[Excerpted records]

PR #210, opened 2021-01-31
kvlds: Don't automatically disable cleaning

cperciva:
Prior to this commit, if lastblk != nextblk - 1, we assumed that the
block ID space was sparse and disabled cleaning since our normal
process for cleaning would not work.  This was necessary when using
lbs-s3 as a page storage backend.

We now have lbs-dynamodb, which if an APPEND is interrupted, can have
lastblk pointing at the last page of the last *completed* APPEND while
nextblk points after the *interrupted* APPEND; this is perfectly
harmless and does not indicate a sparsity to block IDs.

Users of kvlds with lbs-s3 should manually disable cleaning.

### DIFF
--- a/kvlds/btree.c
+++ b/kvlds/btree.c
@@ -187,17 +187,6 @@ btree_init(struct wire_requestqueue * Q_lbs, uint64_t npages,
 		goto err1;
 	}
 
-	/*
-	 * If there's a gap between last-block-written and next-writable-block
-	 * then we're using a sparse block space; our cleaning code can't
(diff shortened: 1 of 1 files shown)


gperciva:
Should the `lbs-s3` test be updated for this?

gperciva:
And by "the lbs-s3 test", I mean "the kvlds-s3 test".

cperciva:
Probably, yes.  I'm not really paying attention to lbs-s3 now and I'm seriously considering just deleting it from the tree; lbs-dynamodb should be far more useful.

[/Excerpted records]

**What to work on**
Begin at the line that has "process for cleaning" in the entries above; stop after the line that has "Users of kvlds". Transcribe exactly those lines and no others.

**Response**
process for cleaning would not work.  This was necessary when using
lbs-s3 as a page storage backend.

We now have lbs-dynamodb, which if an APPEND is interrupted, can have
lastblk pointing at the last page of the last *completed* APPEND while
nextblk points after the *interrupted* APPEND; this is perfectly
harmless and does not indicate a sparsity to block IDs.

Users of kvlds with lbs-s3 should manually disable cleaning.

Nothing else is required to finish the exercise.